• TASK STATEMENT
When you reach the line containing "## realtime_fan_speed", stop after it; until then, copy each line of the listing exactly, starting with the first.

• SUPPLIED MATERIAL
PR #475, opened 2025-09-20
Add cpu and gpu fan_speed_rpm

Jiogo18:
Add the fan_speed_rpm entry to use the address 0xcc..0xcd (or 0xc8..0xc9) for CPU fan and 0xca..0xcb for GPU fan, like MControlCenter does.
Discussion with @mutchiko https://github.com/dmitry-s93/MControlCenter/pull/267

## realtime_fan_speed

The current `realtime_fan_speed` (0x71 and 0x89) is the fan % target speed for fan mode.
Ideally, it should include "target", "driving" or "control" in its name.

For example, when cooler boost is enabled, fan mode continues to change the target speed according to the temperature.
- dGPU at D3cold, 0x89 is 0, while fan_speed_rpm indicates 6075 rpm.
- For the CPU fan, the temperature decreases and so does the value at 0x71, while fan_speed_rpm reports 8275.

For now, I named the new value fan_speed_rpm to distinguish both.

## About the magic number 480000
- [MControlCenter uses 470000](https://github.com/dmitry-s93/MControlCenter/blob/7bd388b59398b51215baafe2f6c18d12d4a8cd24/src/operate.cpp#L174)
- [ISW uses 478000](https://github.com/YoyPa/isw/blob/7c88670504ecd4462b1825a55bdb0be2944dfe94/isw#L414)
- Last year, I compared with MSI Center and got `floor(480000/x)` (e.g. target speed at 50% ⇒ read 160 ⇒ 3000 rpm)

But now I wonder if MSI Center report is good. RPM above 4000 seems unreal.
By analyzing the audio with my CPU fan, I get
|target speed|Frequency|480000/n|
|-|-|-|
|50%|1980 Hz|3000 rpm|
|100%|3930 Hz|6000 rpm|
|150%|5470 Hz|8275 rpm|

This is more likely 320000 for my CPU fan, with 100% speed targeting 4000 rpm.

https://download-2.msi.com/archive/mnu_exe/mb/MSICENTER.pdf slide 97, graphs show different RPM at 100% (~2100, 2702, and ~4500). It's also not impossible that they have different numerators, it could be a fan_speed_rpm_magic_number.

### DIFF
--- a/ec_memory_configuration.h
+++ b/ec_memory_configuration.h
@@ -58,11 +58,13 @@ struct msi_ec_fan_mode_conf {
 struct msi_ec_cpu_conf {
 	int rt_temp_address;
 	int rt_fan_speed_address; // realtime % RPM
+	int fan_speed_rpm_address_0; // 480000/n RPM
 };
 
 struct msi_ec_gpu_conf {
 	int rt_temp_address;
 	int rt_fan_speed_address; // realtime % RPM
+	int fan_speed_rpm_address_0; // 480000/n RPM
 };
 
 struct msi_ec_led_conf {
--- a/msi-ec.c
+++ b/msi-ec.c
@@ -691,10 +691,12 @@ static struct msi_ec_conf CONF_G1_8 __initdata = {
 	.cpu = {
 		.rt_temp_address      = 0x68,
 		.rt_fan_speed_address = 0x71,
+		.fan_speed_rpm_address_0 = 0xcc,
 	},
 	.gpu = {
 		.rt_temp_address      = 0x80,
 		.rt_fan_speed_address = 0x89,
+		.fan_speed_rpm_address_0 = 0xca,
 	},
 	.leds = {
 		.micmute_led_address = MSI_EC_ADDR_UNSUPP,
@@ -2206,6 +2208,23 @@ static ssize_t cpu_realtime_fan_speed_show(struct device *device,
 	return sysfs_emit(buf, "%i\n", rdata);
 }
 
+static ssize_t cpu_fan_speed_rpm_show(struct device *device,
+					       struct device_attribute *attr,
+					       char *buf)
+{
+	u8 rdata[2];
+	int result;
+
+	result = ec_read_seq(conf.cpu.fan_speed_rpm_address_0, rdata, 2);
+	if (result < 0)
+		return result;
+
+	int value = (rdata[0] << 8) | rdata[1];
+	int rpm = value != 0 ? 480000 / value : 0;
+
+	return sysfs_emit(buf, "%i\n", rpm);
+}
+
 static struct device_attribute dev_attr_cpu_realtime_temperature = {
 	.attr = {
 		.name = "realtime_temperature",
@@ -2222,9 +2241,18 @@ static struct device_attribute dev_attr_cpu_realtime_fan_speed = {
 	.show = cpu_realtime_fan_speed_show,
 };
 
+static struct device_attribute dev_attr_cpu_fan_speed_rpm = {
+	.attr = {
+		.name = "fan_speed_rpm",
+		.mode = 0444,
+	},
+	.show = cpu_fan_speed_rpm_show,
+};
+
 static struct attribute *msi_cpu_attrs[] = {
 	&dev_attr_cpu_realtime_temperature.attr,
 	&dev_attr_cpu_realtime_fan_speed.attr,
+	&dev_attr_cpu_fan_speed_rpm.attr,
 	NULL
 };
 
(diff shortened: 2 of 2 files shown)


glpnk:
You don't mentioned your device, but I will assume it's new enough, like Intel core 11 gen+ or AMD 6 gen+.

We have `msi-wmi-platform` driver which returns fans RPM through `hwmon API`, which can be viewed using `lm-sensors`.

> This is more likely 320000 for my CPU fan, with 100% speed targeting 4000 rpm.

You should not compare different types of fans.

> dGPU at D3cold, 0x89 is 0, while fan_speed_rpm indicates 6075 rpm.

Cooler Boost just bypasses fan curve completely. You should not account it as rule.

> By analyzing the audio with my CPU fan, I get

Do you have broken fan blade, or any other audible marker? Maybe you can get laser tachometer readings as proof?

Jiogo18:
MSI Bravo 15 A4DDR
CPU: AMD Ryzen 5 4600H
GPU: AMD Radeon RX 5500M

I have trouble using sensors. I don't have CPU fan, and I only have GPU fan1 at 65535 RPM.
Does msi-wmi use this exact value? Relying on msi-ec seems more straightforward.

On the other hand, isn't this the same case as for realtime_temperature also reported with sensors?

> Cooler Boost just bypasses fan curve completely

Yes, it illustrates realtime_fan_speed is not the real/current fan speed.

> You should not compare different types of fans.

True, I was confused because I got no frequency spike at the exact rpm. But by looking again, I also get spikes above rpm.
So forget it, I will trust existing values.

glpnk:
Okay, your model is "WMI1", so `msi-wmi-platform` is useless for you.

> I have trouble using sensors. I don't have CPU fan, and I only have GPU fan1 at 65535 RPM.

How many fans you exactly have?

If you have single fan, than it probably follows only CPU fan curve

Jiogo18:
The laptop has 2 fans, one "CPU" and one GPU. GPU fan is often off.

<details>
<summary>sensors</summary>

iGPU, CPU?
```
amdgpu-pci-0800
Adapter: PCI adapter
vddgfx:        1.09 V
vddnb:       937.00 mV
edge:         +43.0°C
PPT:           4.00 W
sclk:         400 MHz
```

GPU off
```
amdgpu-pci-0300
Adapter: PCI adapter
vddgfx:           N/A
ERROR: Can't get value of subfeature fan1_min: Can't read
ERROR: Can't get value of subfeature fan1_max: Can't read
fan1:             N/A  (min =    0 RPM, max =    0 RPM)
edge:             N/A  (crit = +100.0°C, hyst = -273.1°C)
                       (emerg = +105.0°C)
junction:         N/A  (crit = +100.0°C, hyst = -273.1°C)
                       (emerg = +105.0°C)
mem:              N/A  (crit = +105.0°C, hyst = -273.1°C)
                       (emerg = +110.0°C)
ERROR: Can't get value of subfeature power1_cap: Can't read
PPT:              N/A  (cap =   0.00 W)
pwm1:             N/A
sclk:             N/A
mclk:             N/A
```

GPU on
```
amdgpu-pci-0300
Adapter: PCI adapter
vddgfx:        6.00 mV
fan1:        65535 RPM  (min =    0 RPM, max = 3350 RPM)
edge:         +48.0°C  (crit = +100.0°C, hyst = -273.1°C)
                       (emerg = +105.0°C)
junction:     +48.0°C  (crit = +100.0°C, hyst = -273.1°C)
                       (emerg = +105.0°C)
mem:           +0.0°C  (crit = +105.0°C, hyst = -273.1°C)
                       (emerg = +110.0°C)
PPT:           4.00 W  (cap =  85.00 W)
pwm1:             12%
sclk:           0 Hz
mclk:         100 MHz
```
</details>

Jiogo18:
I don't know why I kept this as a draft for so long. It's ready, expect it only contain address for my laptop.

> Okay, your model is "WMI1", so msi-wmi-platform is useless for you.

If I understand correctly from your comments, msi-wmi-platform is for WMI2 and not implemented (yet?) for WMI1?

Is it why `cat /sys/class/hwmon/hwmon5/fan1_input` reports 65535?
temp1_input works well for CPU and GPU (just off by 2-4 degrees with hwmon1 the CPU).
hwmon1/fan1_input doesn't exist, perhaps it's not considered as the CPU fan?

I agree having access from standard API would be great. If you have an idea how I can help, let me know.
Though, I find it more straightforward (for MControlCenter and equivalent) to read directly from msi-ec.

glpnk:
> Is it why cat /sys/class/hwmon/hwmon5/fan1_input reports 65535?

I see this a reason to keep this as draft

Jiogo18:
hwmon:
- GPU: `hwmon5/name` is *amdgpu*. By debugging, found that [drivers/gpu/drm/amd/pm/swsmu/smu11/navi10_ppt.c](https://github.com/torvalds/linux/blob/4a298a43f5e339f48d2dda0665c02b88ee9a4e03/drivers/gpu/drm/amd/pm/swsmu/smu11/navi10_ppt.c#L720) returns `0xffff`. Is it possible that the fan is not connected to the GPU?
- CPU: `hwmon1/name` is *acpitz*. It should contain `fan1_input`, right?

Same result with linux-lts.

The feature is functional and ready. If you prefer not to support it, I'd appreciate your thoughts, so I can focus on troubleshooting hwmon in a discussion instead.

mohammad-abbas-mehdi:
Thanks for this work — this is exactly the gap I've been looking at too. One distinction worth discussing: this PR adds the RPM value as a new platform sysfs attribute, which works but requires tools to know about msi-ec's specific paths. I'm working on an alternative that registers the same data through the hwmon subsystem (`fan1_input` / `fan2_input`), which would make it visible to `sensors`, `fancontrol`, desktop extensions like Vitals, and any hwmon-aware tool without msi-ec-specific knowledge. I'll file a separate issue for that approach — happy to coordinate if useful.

• EXPECTED ANSWER
PR #475, opened 2025-09-20
Add cpu and gpu fan_speed_rpm

Jiogo18:
Add the fan_speed_rpm entry to use the address 0xcc..0xcd (or 0xc8..0xc9) for CPU fan and 0xca..0xcb for GPU fan, like MControlCenter does.
Discussion with @mutchiko https://github.com/dmitry-s93/MControlCenter/pull/267

## realtime_fan_speed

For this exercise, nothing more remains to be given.